**WORK ITEM**
Only the lines from the beginning of the data below through the line containing "Fixes [#20711](https://www.mantisbt.org/bugs/view.php?id=20711)" belong in the response, each copied exactly.

::: AVAILABLE DATA :::

PR #739, opened 2016-03-17
Support default value for due date.

lukelee1124:
1. Add default due date value for newly submitted issues.
2. Access check for CSV/Excel export when displaying due date, and handling null due date in CSV/Excel.
3. Update manual for due date configs.

Fixes [#20710](https://www.mantisbt.org/bugs/view.php?id=20710)
Fixes [#20711](https://www.mantisbt.org/bugs/view.php?id=20711)
Fixes [#20712](https://www.mantisbt.org/bugs/view.php?id=20712)

### DIFF
--- a/bug_report_page.php
+++ b/bug_report_page.php
@@ -172,7 +172,7 @@ if( $f_master_bug_id > 0 ) {
 	$f_steps_to_reproduce	= gpc_get_string( 'steps_to_reproduce', config_get( 'default_bug_steps_to_reproduce' ) );
 	$f_additional_info		= gpc_get_string( 'additional_info', config_get( 'default_bug_additional_info' ) );
 	$f_view_state			= gpc_get_int( 'view_state', (int)config_get( 'default_bug_view_status' ) );
-	$f_due_date				= gpc_get_string( 'due_date', strtotime( config_get( 'due_date_default' ) ) );
+	$f_due_date				= gpc_get_string( 'due_date', date_strtotime( config_get( 'due_date_default' ) ) );
 
 	if( $f_due_date == '' ) {
 		$f_due_date = date_get_null();
--- a/bug_report_page.php
+++ b/bug_report_page.php
@@ -172,7 +172,7 @@ if( $f_master_bug_id > 0 ) {
 	$f_steps_to_reproduce	= gpc_get_string( 'steps_to_reproduce', config_get( 'default_bug_steps_to_reproduce' ) );
 	$f_additional_info		= gpc_get_string( 'additional_info', config_get( 'default_bug_additional_info' ) );
 	$f_view_state			= gpc_get_int( 'view_state', (int)config_get( 'default_bug_view_status' ) );
-	$f_due_date				= gpc_get_string( 'due_date', '' );
+	$f_due_date				= gpc_get_string( 'due_date', strtotime( config_get( 'due_date_default' ) ) );
 
 	if( $f_due_date == '' ) {
 		$f_due_date = date_get_null();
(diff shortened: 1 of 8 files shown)


bug_report_page.php
```diff
@@ -172,7 +172,7 @@
 	$f_steps_to_reproduce	= gpc_get_string( 'steps_to_reproduce', config_get( 'default_bug_steps_to_reproduce' ) );
 	$f_additional_info		= gpc_get_string( 'additional_info', config_get( 'default_bug_additional_info' ) );
 	$f_view_state			= gpc_get_int( 'view_state', (int)config_get( 'default_bug_view_status' ) );
-	$f_due_date				= gpc_get_string( 'due_date', '' );
+	$f_due_date				= gpc_get_string( 'due_date', strtotime( config_get( 'due_date_default' ) ) );
```
vboctor: strtotime() won't handle the case where due_date_default is set to empty string properly.  Please add date_strtotime() in core/date_api.php which does the following:
- If input is empty string, return date_get_null()
- otherwise return strtotime() of the input value.

Then you can call it here.

docbook/Admin_Guide/en-US/config/duedate.xml
```diff
@@ -0,0 +1,34 @@
...
+				</para>
+			</listitem>
+		</varlistentry>
+		<varlistentry>
+			<term>$g_due_date_default</term>
+			<listitem>
+				<para>Default due date value for newly submitted issues:
+ 					Empty string for no due date set.
+ 					Related date that is accepted by <ulink url="http://php.net/manual/en/function.strtotime.php">strtotime()</ulink>, 
+ 					e.g. 'today' or '+2 days'.
```
vboctor: Add the following sentence at the end:
Default is ''.

vboctor:
@lukelee1124 generally looks good.

The bug_report.php page needs to be update to default the due_date field properly when the field is not visible on the form and hence the value is not passed in.  Currently it is always defaulted to a null date instead of the new default value.

See https://github.com/mantisbt/mantisbt/blob/master/bug_report.php#L130

vboctor:
Please add the following lines to the commit and pull request description:
Fixes #20710
Fixes #20711
Fixes #20712

config_defaults_inc.php
```diff
@@ -4066,6 +4066,14 @@
  */
 $g_due_date_view_threshold = NOBODY;
 
+/**
+ * Default due date value for newly submitted issues:
+ * Empty string for no due date set.
+ * Related date that is accepted by strtotime (http://php.net/manual/en/function.strtotime.php), e.g. 'today' or '+2 days'.
+ * @global $g_due_date_default
```
atrol:
```
@global string $g_due_date_default
```

config_defaults_inc.php
```diff
@@ -4397,6 +4405,7 @@
 	'download_attachments_threshold',
 	'due_date_update_threshold',
 	'due_date_view_threshold',
+	'due_date_default',
```
atrol: The list is sorted, please add before 'due_date_update_threshold'

core/date_api.php
```diff
@@ -68,6 +70,19 @@ function date_get_null() {
 }
 
 /**
+ * get timestamp when date is accepted by strtotime (http://php.net/manual/en/function.strtotime.php)
+ * @param $p_date
```
vboctor: string $p_date and add documentation for the parameter.

core/date_api.php
```diff
@@ -68,6 +70,19 @@ function date_get_null() {
...
+ * @return int a timestamp on success, empty when $p_date is blank. 
+ * @access public
+ */
+function date_strtotime( $p_date ) {
+	if ( is_blank( $p_date ) ) {
```
vboctor: "if (" -> "if("

dregad:
Thanks for your contribution. I made minor changes to your commits, added a couple corrections to take into consideration @vboctor's latest comments and merged the changes in 84481739cc443be5d29b0c652cd1debc74273bd9

PR #740, opened 2016-03-17
Gravatar CSP logic overwrites any existing CSP headers.

bkraul:
The current csp logic in Gravatar replaces any existing content security policy. This includes the default policy set in core/http_api.php, and also any CSP declared in $g_custom_headers (permissible per the Admin Guide).

PR retrieves existing headers, tries to find any existing CSP header, and add the necessary gravatar whitelist without affecting the existing policy.

### DIFF
--- a/plugins/Gravatar/Gravatar.php
+++ b/plugins/Gravatar/Gravatar.php
@@ -118,9 +118,35 @@ class GravatarPlugin extends MantisPlugin {
 	function csp_headers() {
 		# Policy for images: Allow gravatar URL
 		if( config_get_global( 'show_avatar' ) !== OFF ) {
-			# Set CSP header
-			header( "Content-Security-Policy: img-src 'self' " .
-				self::getAvatarUrl() );
+			# Retrieve headers and attempt to find a CSP header entry.
+			$t_headers = headers_list();
+			foreach( $t_headers as $t_key => $t_item ) {
+				$t_pos = stripos( $t_item, 'Content-Security-Policy:' );
+				if ( $t_pos === 0 ) {
+					$t_csp = $t_item;
+					break;
+				}
+			}
+			
+			if ( $t_csp ) {
+				# Found a CSP header.
+				if ( stristr( $t_csp, 'img-src' ) ) {
+					# If we have an img-src policy already declared, inject.
+					$t_csp = preg_replace( '/(img\-src)(.*?(?=;)|(.*))/is', '$1$2 ' . 
+						self::getAvatarUrl(), $t_csp );
+				} else {
+					# Otherwise append.
+					$t_csp = $t_csp . "; img-src 'self' " .
+						self::getAvatarUrl();
+				}
+			} else {
+				# No current custom CSP header found, replace.
+				$t_csp = "Content-Security-Policy: img-src 'self' " .
+					self::getAvatarUrl();
+			}
+
+			# Set CSP header.
+			header( $t_csp );
 		}
 	}
 


vboctor:
Thanks @bkraul for the fix.

I just wonder the code should be simplified by leveraging an event or an API to the core.  In my intermediate commits for the gravatar pull request, I had an event that enabled plugins to easily add CSP segments to the CSP header.  I wonder if we should go back to this.

See https://github.com/mantisbt/mantisbt/pull/711/commits/f28e25ba535052cae9ff0d1cbfd3d75753895fab#diff-c058fb329046e311791b26f57ef4743bR155

bkraul:
Thanks @vboctor. After looking at the event placement, it would greatly benefit, because it would eliminate the need to scan all headers to find the CSP header. However, unless the elements in the CSP header are made into the likes of a modifiable array, we would still to run some of the code to make sure the existing CSP will not be overwritten by a new one.

A rough example of this could be:
```php
# global configurable array (not all keys needed).
$g_csp_policy = array(
	"style-src" => "'self' css.example.com",
	"img-src" => "'self' img.example.com",
	"connect-src" => "'self'",
	"font-src" => "font.example.com",
	"object-src" => "'self'",
	"media-src" => "media.example.com",
	"frame-src" => "'self'",
	"sandbox" => "allow-forms allow-scripts",
	"report-uri" => "/some-report-uri",
	"child-src" => "'self'",
	"form-action" => "'self'",
	"frame-ancestors" => "'none'",
	"plugin-type" => "application/pdf",
);

# -- Gravatar plugin ---
# Add Gravatar URL to img-src (to be performed during EVENT_LAYOUT_CSP_RECORDS hook)
if ( array_key_exists( 'img-src', $g_csp_policy ) ) {
	# img-src exists, inject.
	$g_csp_policy[ 'img-src' ] = preg_replace( '/(img\-src)(.*?(?=;)|(.*))/is', '$1$2 ' . "http://www.gravatar.com", $t_csp );	
} else {
	# no img-src exists. add.
	$g_csp_policy[ 'img-src' ] = "'self' http://www.gravatar.com";
}

# Build CSP from gobal array (applied during core CSP definition http_api.php)
# listen to EVENT_LAYOUT_CSP_RECORDS here.
$t_csp = 'Content-Security-Policy: ' . urldecode( http_build_query( $g_csp_policy, '', '; ' ) );

# Output CSP.
echo $t_csp;
)
```
I figure it would take more to set up this logic, which would be more re-usable, but I figure both approaches should work.

dregad:
I like the approach of having a global array for CSP settings, it provides flexibility, and lets user selectively override specific elements or even disable CSP entirely within config_inc.php. Not sure if the array elements should be strings as in your sample code above, or arrays.

The event hook (type chain would be best I think) should accept as parameter an array with the same structure as the global config, allowing individual CSP elements to be appended.

I'm not sure about the use of http_build_query(), it would produce a string like `img-src='self' example.com`, it should be `img-src 'self' example.com` (no `=` sign) - a *foreach* loop is probably more appropriate.

bkraul:
@dregad. Thanks for pointing out the overlooked flaw in build_query. I was trying to come up with a rough draft that would use loops as little as possible, as a proof of concept. I agree that (I suppose you mean nested?) arrays would be better in the long run.

I figure by this point (per my own experiences with CSP issues with my BBCode+ plugin) CSP is important enough to be developed into a comprehensive, configurable structure.

bkraul:
I have amended the snippet to correct the issue pointed out by @dregad. Hopefully some of that is ultimately usable.

dregad:
>  (I suppose you mean nested?) arrays

TBH, I have not thought this all the way through.

We could either have a structure like the one you proposed above, i.e. an array of strings with CSP elements as keys (adding new values to an element by appending to the string) or, instead of  strings, define the elements as arrays (I guess that's what you mean by *nested arrays*)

:::

**SOLUTION**
PR #739, opened 2016-03-17
Support default value for due date.

lukelee1124:
1. Add default due date value for newly submitted issues.
2. Access check for CSV/Excel export when displaying due date, and handling null due date in CSV/Excel.
3. Update manual for due date configs.

Fixes [#20710](https://www.mantisbt.org/bugs/view.php?id=20710)
Fixes [#20711](https://www.mantisbt.org/bugs/view.php?id=20711)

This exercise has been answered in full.